For a lot of folks, power protection means plugging everything into an inexpensive power strip with a circuit breaker. While that can be adequate for some electronic devices, general purpose power strips may not fully protect sensitive audio/video components from damaging power spikes. And they seldom filter out the everyday electronic interference from your home’s circuitry, phone line, and cable connections that can affect your system’s performance.

Power protection components come with a variety of options to meet the specialized needs of various systems. In this article, we’ll explain those options. We’ve also put together a simple list to help you make sure the power protector you’re considering has the right features for your system’s needs.

Why do I need power protection, anyway?

You probably know someone who has lost a TV or computer to a power surge during a thunderstorm. Preventing that kind of damage is a big part of what power protection does. After all, unplugging your TV during a storm may not be enough; if your cable box or satellite receivers remain connected, you’ve left a “back door” open for that lightning strike.

Less dramatic — though more pervasive — is the damage done to audio/video systems by minor fluctuations in power, sometimes called “brown outs.” Electromagnetic interference and radio frequency interference generated either by other devices in the home (like vacuum cleaners and blenders) or sources outside it (like nearby power lines or radio towers) can also impair your system’s performance.

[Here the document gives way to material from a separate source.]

PR #1151, opened 2019-11-18
Delete UrlValidator Class

C-gyorfi:
- UrlValidator seems to be dead code. There is only one URL validation in the job listing journey which uses the `validates_url` [gem](https://github.com/perfectline/validates_url). The UrlValidator class is not being referenced or tested anywhere

- Add the `validates_url`gem to the gemfile, to make it an explicit dependency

Inexpensive power strips seldom offer that level of protection. They normally just break the connection if too much power comes through the line. And even there, cheap strips can fall down on the job. Because general purpose power strips have higher tolerances than expensive audio/video equipment, a surge that could damage your components could pass through the strip and still be under the voltage required to trip the circuit breaker.

To select the right power protection unit, you should consider the components it will be connected to — both now and in the foreseeable future. This can help you select a unit that provides an appropriate level of protection for your system.

Surge protection

Lightning strikes or power company overloads can create surges that could fry your gear in less than a second. If all your audio/video gear is plugged into a surge protector with AC outlets, you might think your system is protected. But these power spikes can also come into your home through your phone line, your cable TV line, and your satellite signal line. You’ll want to make sure the power protection device you choose can accommodate all of the lines that connect to your system.

Surge protectors sacrifice themselves to save your equipment. They’re designed to be the weakest link in the chain from the power source to your equipment, and include circuit breakers or fuses that immediately sever the connection when a large electrical spike hits.

Many surge protectors can also sense if your home’s wiring is properly grounded, and will alert you if a fault is detected. Improper grounding is often the source for audible low-level hums in your speakers.

Better quality surge protectors usually carry warranties that cover damage to connected equipment if they fail to contain a power spike.

Line conditioning

Electromagnetic and radio frequency interference (EMI and RFI) won’t fry your A/V gear, but they can hinder its performance. Devices with digital inputs and outputs, such as DVD players, receivers and LCD TVs, seem especially susceptible to “dirty power.”

  • EMI is caused by an electromagnetic field generated close to your system. Sometimes it can be contained in the current that comes into your home. A washing machine, vacuum cleaner, or blender can add a loud buzzing or a low hum to your audio system. EMI can also affect the quality of your TV picture in the form of “snow” or overall reduced clarity.
  • RFI results from radio waves that can be generated by radiostations, microwaves, cell phones, lawn mowers, and many other sources. These interference patterns often originate a great distance from your home, and can be heard as clicks and pops. Your home’s electrical circuitry can act as a crude antenna, sending RF signals through your system’s power cords and into your gear. Sometimes cell phone conversations or nearby radio transmissions can actually be heard through your system’s speakers. RFI can also cause “snow” in your TV’s picture, dulling image details and washing out contrast.

A power protection component with line conditioning can remove most of this interference, allowing your system to perform at its full potential.